**Collected data entries:**
PR #1068, opened 2020-10-28
Feature/zenko 2884 package kube db as solution

miniscruff:
Creates a second solution for kubedb and other dependencies

fixes ZENKO-2884

### DIFF
--- a/solution-base/build.sh
+++ b/solution-base/build.sh
@@ -1,0 +1,174 @@
+#!/bin/bash
+set -eu
+
+PWD=$(pwd)
+BUILD_ROOT=${PWD}/_build
+ISO_ROOT=${BUILD_ROOT}/root
+IMAGES_ROOT=${ISO_ROOT}/images
+
+PRODUCT_NAME=Zenko-Base
+PRODUCT_LOWERNAME=zenko-base
+BUILD_TIMESTAMP=$(date -u +"%Y-%m-%dT%H:%M:%SZ")
+BUILD_HOST=$(hostname)
+
+VERSION_SHORT=$(git describe --abbrev=0)
+VERSION_FULL=${VERSION_SHORT}-dev
+GIT_REVISION=$(git describe --long --always --tags --dirty)
+ISO=${BUILD_ROOT}/${PRODUCT_LOWERNAME}-${VERSION_FULL}.iso
+
+DOCKER=docker
+DOCKER_OPTS=
+DOCKER_SOCKET=${DOCKER_SOCKET:-unix:///var/run/docker.sock}
+HARDLINK=hardlink
+SKOPEO=skopeo
+SKOPEO_OPTS="--override-os linux --insecure-policy"
+OPERATOR_TAG=$(grep /operator: deps.txt | awk -F ':' '{print $2}')
+SOLUTION_REGISTRY=metalk8s-registry-from-config.invalid/${PRODUCT_LOWERNAME}-${VERSION_FULL}
+
+KUBEDB_SCRIPT_BRANCH_TAG=89fab34cf2f5d9e0bcc3c2d5b0f0599f94ff0dca
+
+export KUBEDB_OPERATOR_TAG=${OPERATOR_TAG}
+export KUBEDB_NAMESPACE=SOLUTION_ENV
+export KUBEDB_SERVICE_ACCOUNT=kubedb-operator
+export KUBEDB_OPERATOR_NAME=operator
+export KUBEDB_DOCKER_REGISTRY=${SOLUTION_REGISTRY}
+export KUBEDB_PRIORITY_CLASS=system-cluster-critical
+
+# grab our dependencies from our deps.txt file as an array
+readarray -t DEP_IMAGES < deps.txt
+
+function clean()
+{
+    echo cleaning
+    rm -rf ${BUILD_ROOT}
+    rm -rf ca.crt ca.key server.crt server.key
+}
+
+function mkdirs()
+{
+    echo making dirs
+    mkdir -p ${ISO_ROOT}
+    mkdir -p ${IMAGES_ROOT}
+}
+
+function kubedb_yamls()
+{
+    echo merging kubedb yamls
+    OPERATOR_PATH=${ISO_ROOT}/operator.yaml
+
+    yamls=(
+        certs
+        operator
+        service-account
+        rbac-list
+        user-roles
+        appcatalog-user-roles
+        validating-webhook
+        mutating-webhook
+        psp-operator
+        psp-mongodb
+        psp-redis
+        kubedb-catalog-mongodb
+        kubedb-catalog-redis
+    )
+
+    for y in "${yamls[@]}"; do
+        cat kubedb/${y}.yaml | envsubst >> ${OPERATOR_PATH}
+        echo --- >> ${OPERATOR_PATH}
+    done
+}
+
+function gen_manifest_yaml()
+{
+    cat > ${ISO_ROOT}/manifest.yaml <<EOF
+apiVersion: solutions.metalk8s.scality.com/v1alpha1
+kind: Solution
+metadata:
+  annotations:
+    solutions.metalk8s.scality.com/display-name: ${PRODUCT_NAME}
+    solutions.metalk8s.scality.com/git: ${GIT_REVISION}
+    solutions.metalk8s.scality.com/development-release: true
+    solutions.metalk8s.scality.com/build-timestamp: ${BUILD_TIMESTAMP}
+    solutions.metalk8s.scality.com/build-host: ${BUILD_HOST}
+  name: ${PRODUCT_LOWERNAME}
+spec:
+  version: ${VERSION_FULL}
+EOF
+}
+
+# function copy_yamls()
+# {
+    # no yamls currently but other dependencies may require them
+    # cp -R -f operator/ ${ISO_ROOT}/operator
+# }
+
+function copy_image()
+{
+    IMAGE_NAME=${1##*/}
+    FULL_PATH=${IMAGES_ROOT}/${IMAGE_NAME/:/\/}
+    mkdir -p ${FULL_PATH}
+    ${SKOPEO} ${SKOPEO_OPTS} copy \
+        --format v2s2 --dest-compress \
+        --src-daemon-host ${DOCKER_SOCKET} \
+        docker-daemon:${1} \
+        dir:${FULL_PATH}
+}
+
+function dedupe()
+{
+    ${HARDLINK} -c ${IMAGES_ROOT}
+}
+
+function build_registry_config()
+{
+    docker run \
+        --name static-oci-registry \
+        --mount type=bind,source=${ISO_ROOT}/images,destination=/var/lib/images \
+        --mount type=bind,source=${ISO_ROOT},destination=/var/run \
+        --rm \
+        docker.io/nicolast/static-container-registry:latest \
+            python3 static-container-registry.py \
+            --name-prefix '{{ repository }}' \
+            --server-root '{{ registry_root }}' \
+            --omit-constants \
+            /var/lib/images > ${ISO_ROOT}/registry-config.inc.j2
+    rm ${ISO_ROOT}/static-container-registry.conf -f
+}
+
+function build_iso()
+{
+    mkisofs -output ${ISO} \
+        -quiet \
+        -rock \
+        -joliet \
+        -joliet-long \
+        -full-iso9660-filenames \
+        -volid "${PRODUCT_NAME} ${VERSION_FULL}" \
+        --iso-level 3 \
+        -gid 0 \
+        -uid 0 \
+        -input-charset iso8859-1 \
+        -output-charset iso8859-1 \
+        ${ISO_ROOT}
+    sha256sum ${ISO} > ${ISO_ROOT}/SHA256SUM
+    echo ISO File at ${ISO}
+    echo SHA256 for ISO:
+    cat ${ISO_ROOT}/SHA256SUM
+}
+
+# run everything in order
+clean
+mkdirs
+kubedb_yamls
+gen_manifest_yaml
+# copy_yamls
+for img in "${DEP_IMAGES[@]}"; do
+    # only pull if the image isnt already local
+    echo downloading ${img}
+    ${DOCKER} image inspect ${img} > /dev/null 2>&1 || ${DOCKER} ${DOCKER_OPTS} pull ${img}
+    copy_image ${img}
+done
+dedupe
+build_registry_config
+build_iso
+echo DONE
--- a/solution-base/deps.txt
+++ b/solution-base/deps.txt
@@ -1,0 +1,7 @@
+kubedb/operator:v0.13.0-rc.0
+kubedb/redis:5.0.3-v1
+kubedb/redis_exporter:v0.21.1
+kubedb/mongo:4.0-v1
+kubedb/mongo-tools:4.0-v1
+kubedb/busybox:latest
+kubedb/mongodb_exporter:v1.0.0
--- a/solution-base/kubedb/certs.yaml
+++ b/solution-base/kubedb/certs.yaml
@@ -1,0 +1,33 @@
+apiVersion: cert-manager.io/v1alpha2
+kind: Issuer
+metadata:
+  name: selfsigned-issuer
+  namespace: ${KUBEDB_NAMESPACE}
+spec:
+  selfSigned: {}
+---
+apiVersion: cert-manager.io/v1alpha2
+kind: Certificate
+metadata:
+  name: kubedb-operator-apiserver-cert
+  namespace: ${KUBEDB_NAMESPACE}
+spec:
+  # Secret names are always required.
+  secretName: kubedb-operator-apiserver-cert
+  # TODO: How does kubedb handle cert regens?
+  duration: 2160h # 90d
+  renewBefore: 360h # 15d
+  isCA: false
+  keyAlgorithm: rsa
+  keyEncoding: pkcs1
+  keySize: 2048
+  # At least one of a DNS Name, URI, Email Address, or IP address is required.
+  dnsNames:
+  - kubedb-${KUBEDB_OPERATOR_NAME}
+  - kubedb-${KUBEDB_OPERATOR_NAME}.${KUBEDB_NAMESPACE}.svc
+  # Issuer references are always required.
+  issuerRef:
+    name: selfsigned-issuer
+    # We can reference ClusterIssuers by changing the kind here.
+    # The default value is Issuer (i.e. a locally namespaced Issuer)
+    kind: Issuer
--- a/solution-base/kubedb/kubedb-catalog-mongodb.yaml
+++ b/solution-base/kubedb/kubedb-catalog-mongodb.yaml
@@ -1,0 +1,19 @@
+apiVersion: catalog.kubedb.com/v1alpha1
+kind: MongoDBVersion
+metadata:
+  name: "4.0-v1"
+  labels:
+    app: kubedb
+spec:
+  version: "4.0.5"
+  db:
+    image: "${KUBEDB_DOCKER_REGISTRY}/mongo:4.0-v1"
+  exporter:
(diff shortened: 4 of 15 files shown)


solution-base/build.sh
```diff
@@ -0,0 +1,205 @@
...
+HARDLINK=hardlink
+SKOPEO=skopeo
+SKOPEO_OPTS="--override-os linux --insecure-policy"
+OPERATOR_TAG=$(grep /operator: deps.txt | awk -F ':' '{print $2}')
+SOLUTION_REGISTRY=metalk8s-registry-from-config.invalid/${PRODUCT_LOWERNAME}-${VERSION_FULL}
+
+ONESSL_VERSION=v0.13.1
+
+export KUBEDB_SCRIPT_LOCATION="curl -fsSL https://raw.githubusercontent.com/kubedb/installer/v0.13.0-rc.0/"
+export KUBEDB_NAMESPACE=kube-system
```
miniscruff: Kubedb defaults to using the kube-system namespace, I don't think we can specify the solution environment here as that is an unknown value. But it may not be ideal to use kube-system in this way.

solution-base/build.sh
```diff
@@ -0,0 +1,205 @@
...
+    onessl create server-cert server --domains=kubedb-$KUBEDB_OPERATOR_NAME.$KUBEDB_NAMESPACE.svc
+    export SERVICE_SERVING_CERT_CA=$(cat ca.crt | onessl base64)
+    export TLS_SERVING_CERT=$(cat server.crt | onessl base64)
+    export TLS_SERVING_KEY=$(cat server.key | onessl base64)
+}
+
+function kubedb_yamls()
+{
+    ${KUBEDB_SCRIPT_LOCATION}deploy/operator.yaml | onessl envsubst > ${DEPLOY_ROOT}/operator.yaml
+    # ${KUBEDB_SCRIPT_LOCATION}deploy/kubedb-catalog/mongodb.yaml | onessl envsubst > deploy/crds/mongodb.yaml
```
miniscruff: the kubedb catalog for mongo includes a lot of different docker images, I am not sure if I should include the entire catalog or not as we would need to also grab the images for all versions we pulled and it seemed like a lot. 
( here is the full file for reference https://raw.githubusercontent.com/kubedb/installer/v0.13.0-rc.0/deploy/kubedb-catalog/mongodb.yaml )

solution-base/build.sh
alexanderchan-scality: we probably shouldn't deploy in  the `kube-system` namespace anyways.
Since we're going to manually run `kubectl apply`, this can probably be left as a placeholder until then

solution-base/build.sh
alexanderchan-scality: it should be safe to apply the full catalog. As long as those unused versions aren't being pulled, it is fine to leave them in. (🤔 though it does create useless resources)

solution-base/build.sh
```diff
@@ -0,0 +1,205 @@
...
+    # ${KUBEDB_SCRIPT_LOCATION}deploy/kubedb-catalog/redis.yaml | onessl envsubst > deploy/crds/redis.yaml
+    ${KUBEDB_SCRIPT_LOCATION}deploy/service-account.yaml | $ONESSL envsubst > ${DEPLOY_ROOT}/service-account.yaml
+    ${KUBEDB_SCRIPT_LOCATION}deploy/rbac-list.yaml | $ONESSL envsubst > ${DEPLOY_ROOT}/rbac-list.yaml
+    ${KUBEDB_SCRIPT_LOCATION}deploy/user-roles.yaml | $ONESSL envsubst > ${DEPLOY_ROOT}/user-roles.yaml
+    ${KUBEDB_SCRIPT_LOCATION}deploy/appcatalog-user-roles.yaml | $ONESSL envsubst > ${DEPLOY_ROOT}/appcatalog-user-roles.yaml
```
alexanderchan-scality: missing the `pod security policy` resources.

solution-base/build.sh
miniscruff: Ok so use the full catalog but only include one set of images?

solution-base/build.sh
miniscruff: hmm that sounds reasonable, does kubectl have any sort of placeholder or env var completion built in? Or just edit the file? I haven't seen anything about it before.

solution-base/build.sh
miniscruff: ooh right, adding that now

solution-base/build.sh
alexanderchan-scality: I don't believe the `kubectl` has any placeholders (without bringing in a different tool like `kustomize`).
I was thinking of using `envsubst` or remove the `namespace` line to allow for `kubectl apply` with the `--namespace` option

solution-base/build.sh
alexanderchan-scality: ^ yeah. I believe that will work

solution-base/build.sh
```diff
@@ -69,42 +67,46 @@ onessl_found() {
...
 
 function gen_certs()
 {
     echo generating certs
     onessl create ca-cert
-    onessl create server-cert server --domains=kubedb-$KUBEDB_OPERATOR_NAME.$KUBEDB_NAMESPACE.svc
+    onessl create server-cert server --domains=kubedb-$KUBEDB_OPERATOR_NAME.svc
     export SERVICE_SERVING_CERT_CA=$(cat ca.crt | onessl base64)
     export TLS_SERVING_CERT=$(cat server.crt | onessl base64)
     export TLS_SERVING_KEY=$(cat server.key | onessl base64)
```
alexanderchan-scality: I might be wrong, but it might be unsafe to build the certs during packaging stage. The ISO will have a cert associated with it, and the cert can possible be used in multiple deployments

@miniscruff @tcarmet @RachedBenMustapha what are your thoughts on this? any downside with leaving this step to when we manually apply yaml files

solution-base/build.sh
miniscruff: I did some searching after I asked and didn't find anything kubectl related, I replaced it with "SOLUTION_ENV" for now which should be an easy replace. We can decide how later on as we might need to replace more than one thing in the end.

solution-base/build.sh
miniscruff: ok done, did some clean up as well

solution-base/build.sh
miniscruff: added

solution-base/build.sh
```diff
@@ -0,0 +1,207 @@
...
+DOCKER_SOCKET=${DOCKER_SOCKET:-unix:///var/run/docker.sock}
+HARDLINK=hardlink
+SKOPEO=skopeo
+SKOPEO_OPTS="--override-os linux --insecure-policy"
+OPERATOR_TAG=$(grep /operator: deps.txt | awk -F ':' '{print $2}')
+SOLUTION_REGISTRY=metalk8s-registry-from-config.invalid/${PRODUCT_LOWERNAME}-${VERSION_FULL}
+
+ONESSL_VERSION=v0.13.1
+
+export KUBEDB_SCRIPT_LOCATION="curl -fsSL https://raw.githubusercontent.com/kubedb/installer/v0.13.0-rc.0/"
```
tcarmet: Should we use `KUBEDB_OPERATOR_TAG` in the url?

tcarmet (approved):
Only one comment to be looked at, as per the rest LGTM

solution-base/build.sh
alexanderchan-scality: also there is a bugfix in `89fab34cf2f5d9e0bcc3c2d5b0f0599f94ff0dca` that we're using, so might be good to have the `branch/tag` as a variable

solution-base/build.sh
miniscruff: I did think it was a little strange to package a cert this way but at the same time wasn't sure if it was insecure or an alternative if it was.

Edit: I guess it could also be another envsubst value like kubedb was using orginally. But it will add more steps to deploying.

rachedbenmustapha: Yes, certs should not be packaged. Alternatives would be to generate them into a `Secret` by a `Job` at install time, or ship certificate resources to be handled by `cert-manager` (which we have to make sure is there anyway), and use that secret.

tcarmet: @alexanderchan-scality Depends on the utility of the certificate, I don't know for what it's used but indeed, my guess would be to generate those certificates at installation time.

Also the following comment lacks a lot of product knowledge but, I believe we will use cert-manager, is it possible to create a cert-manager certificate object that creates it the way we want at install time? that way we just have need to expose a secret name instead of the certificate itself.

solution-base/operator.yaml
```diff
@@ -0,0 +1,162 @@
...
+  # TODO: How does kubedb handle cert regens?
+  duration: 2160h # 90d
+  renewBefore: 360h # 15d
+  isCA: false
+  keyAlgorithm: rsa
+  keyEncoding: pkcs1
+  keySize: 2048
+  # At least one of a DNS Name, URI, Email Address, or IP address is required.
+  dnsNames:
+  - kubedb-operator
```
alexanderchan-scality: this should be the operator service FQDN?

solution-base/build.sh
```diff
@@ -0,0 +1,180 @@
...
+OPERATOR_TAG=$(grep /operator: deps.txt | awk -F ':' '{print $2}')
+SOLUTION_REGISTRY=metalk8s-registry-from-config.invalid/${PRODUCT_LOWERNAME}-${VERSION_FULL}
+
+KUBEDB_SCRIPT_BRANCH_TAG=89fab34cf2f5d9e0bcc3c2d5b0f0599f94ff0dca
+
+export KUBEDB_OPERATOR_TAG=${OPERATOR_TAG}
+export KUBEDB_SCRIPT_LOCATION="curl -fsSL https://raw.githubusercontent.com/kubedb/installer/${KUBEDB_SCRIPT_BRANCH_TAG}/"
+export KUBEDB_NAMESPACE=SOLUTION_ENV
+export KUBEDB_SERVICE_ACCOUNT=kubedb-operator
+export KUBEDB_OPERATOR_NAME=operator
```
alexanderchan-scality, line 33:
```suggestion
export KUBEDB_OPERATOR_NAME=kubedb-operator
```

this would remove the need to prefix `kubedb-` in many parts in the yaml. 
(unless I had missed something)

solution-base/operator.yaml
miniscruff: oh hey, I just pushed an additional name but Thomas and I were unable to resolve an error that may or may not be related to this.
```yaml
▶ k describe apiservices v1alpha1.mutators.kubedb.com
Name:         v1alpha1.mutators.kubedb.com
Namespace:    
Labels:       app=kubedb
Annotations:  cert-manager.io/inject-ca-from: zenko-env/kubedb-operator-apiserver-cert
API Version:  apiregistration.k8s.io/v1
Kind:         APIService
Metadata:
  Creation Timestamp:  2020-11-04T23:41:07Z
  Resource Version:    8630
  Self Link:           /apis/apiregistration.k8s.io/v1/apiservices/v1alpha1.mutators.kubedb.com
  UID:                 a25dbe7e-d7a9-4b8e-b761-f079be1798b0
Spec:
  Ca Bundle:  INJECTED_VALUE
  Group:                   mutators.kubedb.com
  Group Priority Minimum:  1000
  Service:
    Name:            kubedb-operator
    Namespace:       zenko-env
    Port:            443
  Version:           v1alpha1
  Version Priority:  15
Status:
  Conditions:
    Last Transition Time:  2020-11-04T23:41:07Z
    Message:               failing or missing response from https://10.96.157.182:443/apis/mutators.kubedb.com/v1alpha1: bad status from https://10.96.157.182:443/apis/mutators.kubedb.com/v1alpha1: 404
    Reason:                FailedDiscoveryCheck
    Status:                False
    Type:                  Available
Events:                    <none>
```

solution-base/build.sh
miniscruff: Maybe, I simply copy pasted this from the kubedb operator yaml. I tried to make as few changes as possible.

solution-base/build.sh
miniscruff: @RachedBenMustapha updated to use cert-manager

solution-base/build.sh
```diff
@@ -0,0 +1,180 @@
...
+    OPERATOR_PATH=${BUILD_ROOT}/operator.yaml
+
+    yamls=(
+        kubedb-catalog/mongodb
+        service-account
+        rbac-list
+        user-roles
+        appcatalog-user-roles
+        psp/operator
+        psp/mongodb
```
alexanderchan-scality: might also need `psp/redis` since it is still an option at the moment

miniscruff: oh, do i need any more of the redis data like the catalog?

alexanderchan-scality: yes. those will be needed as well

solution-base/deps.txt
```diff
@@ -0,0 +1,9 @@
+kubedb/operator:v0.13.0-rc.0
+kubedb/redis:5.0.3-v1
+kubedb/mongo:4.0-v1
+kubedb/mongo-tools:4.0-v1
+kubedb/busybox:latest
+kubedb/mongodb_exporter:v1.0.0
+kubedb/redis:5.0.3-v1
```
alexanderchan-scality: duplicate line

solution-base/build.sh
```diff
@@ -0,0 +1,182 @@
...
+    yamls=(
+        service-account
+        rbac-list
+        user-roles
+        appcatalog-user-roles
+        psp/operator
+        psp/mongodb
+        psp/redis
+        kubedb-catalog/mongodb
+        kubedb-catalog/redis
```
rachedbenmustapha: I think the catalog yaml files should be either provided by us directly or patched because they're what define the images - and the offline nature of the iso makes it necessary to point the local registry for these images.

miniscruff: the yaml files included in kubedbs install process include variable substitution that I modify using the KUBEDB_* values above, the image name is using the metalk8s prefixed image paths. I also specify a SOLUTION_ENV that will need to be replaced during the install process ( will probably want a readme for this later on ).

rachedbenmustapha: Ah sorry, I missed that.

solution-base/build.sh
```diff
@@ -0,0 +1,182 @@
...
+ISO=${BUILD_ROOT}/${PRODUCT_LOWERNAME}-${VERSION_FULL}.iso
+
+DOCKER=docker
+DOCKER_OPTS=
+DOCKER_SOCKET=${DOCKER_SOCKET:-unix:///var/run/docker.sock}
+HARDLINK=hardlink
+SKOPEO=skopeo
+SKOPEO_OPTS="--override-os linux --insecure-policy"
+OPERATOR_TAG=$(grep /operator: deps.txt | awk -F ':' '{print $2}')
+SOLUTION_REGISTRY=metalk8s-registry-from-config.invalid/${PRODUCT_LOWERNAME}-${VERSION_FULL}
```
rachedbenmustapha, line 26: @gdemonet being able to rely on a stable and predictable registry name like here is very convenient; is this scheme/name reliable? can we make it a "contract"?

rachedbenmustapha (commented):
LGTM, just wondering if the `operator.yaml` file will be appended to for other dependencies, if not it should be named `kubedb-operator.yaml`.

miniscruff:
> LGTM, just wondering if the `operator.yaml` file will be appended to for other dependencies, if not it should be named `kubedb-operator.yaml`.

my intent was to append all dependencies to one file yes, not sure if I am sold on operator.yaml specifically though if a better name does come up ( this is just the kubedb file I started from really )

solution-base/deps.txt
```diff
@@ -0,0 +1,9 @@
...
+redis:5.0.3
```
alexanderchan-scality: not sure where this is used.
if by the zenko deployed redis, wouldn't it be better to have this in the zenko solution?

miniscruff: I pulled it from the zenko operators zenko-version YAML, but it does make sense to put it in the zenko operator iso. Does this mean I would want the MongoDB stuff as well in the zenko ISO? Not really sure where to draw the line I guess is my question.

alexanderchan-scality: the MongoDB images can stay (kubedb prefixed + redis exporter).  it's only `redis:5.0.3`/`oliver006/redis_exporter:v1.8.0` that will need to be copied to the `Zenko` solution.

miniscruff: ok will do ( setting up a metal cluster atm )

solution-base/operator.yaml
```diff
@@ -0,0 +1,390 @@
...
```
tcarmet: Adding this here before I forget: should be modified to 
```suggestion
  - kubedb-${KUBEDB_OPERATOR_NAME}
```
Because it corresponds to the service name, and that's how we templated it's value on line 117

solution-base/kubedb/kubedb-catalog-redis.yaml
```diff
@@ -0,0 +1,219 @@
+---
```
alexanderchan-scality: since we're managing this file, we can probably just create one version for the version we use. This would reduce the line changes.

solution-base/kubedb/kubedb-catalog-mongodb.yaml
```diff
@@ -0,0 +1,602 @@
+---
```
alexanderchan-scality: same here

solution-base/deps.txt
```diff
@@ -0,0 +1,6 @@
+kubedb/operator:v0.13.0-rc.0
+kubedb/redis:5.0.3-v1
```
alexanderchan-scality, line 2: probably my mistake from being unclear in a previous comment, but missing the `redis_exporter` image  also needed by `kubedb`

solution-base/kubedb/kubedb-catalog-redis.yaml
rachedbenmustapha: I agree since we have never released yet, but once we have more than 1 release, previous catalogs should be available to avoid hypothetical issues.

solution-base/kubedb/certs.yaml
```diff
@@ -0,0 +1,33 @@
...
+  duration: 2160h # 90d
+  renewBefore: 360h # 15d
+  isCA: false
+  keyAlgorithm: rsa
+  keyEncoding: pkcs1
+  keySize: 2048
+  # At least one of a DNS Name, URI, Email Address, or IP address is required.
+  dnsNames:
+  - kubedb-${KUBEDB_OPERATOR_NAME}
+  - kubedb-${KUBEDB_OPERATOR_NAME}.${KUBEDB_NAMESPACE}.svc
```
alexanderchan-scality, line 27:
```suggestion
  - kubedb-${KUBEDB_OPERATOR_NAME}.${KUBEDB_NAMESPACE}.svc.cluster.local
```

alexanderchan-scality (commented):
.

alexanderchan-scality (approved):

solution-base/build.sh
```diff
@@ -0,0 +1,174 @@
...
+
+KUBEDB_SCRIPT_BRANCH_TAG=89fab34cf2f5d9e0bcc3c2d5b0f0599f94ff0dca
+
+export KUBEDB_OPERATOR_TAG=${OPERATOR_TAG}
+export KUBEDB_NAMESPACE=SOLUTION_ENV
```
alexanderchan-scality, line 31:
```suggestion
export KUBEDB_NAMESPACE='${SOLUTION_ENV}'
```

`envsubst` would otherwise not be able to replace the placeholder

miniscruff: oh sure, I was just gonna add a `sed` example to a readme file but if we want to use envsubst instead then we should do this.

alexanderchan-scality: ah...`sed` can work too. was under the impression that `envsubst` was the tool we would be using.
if that is the case, the suggestion can be ignored.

**How to complete this task:** For the entries above, state how many lines contain the word "changes". Provide the number by itself.

**Answer section:** 2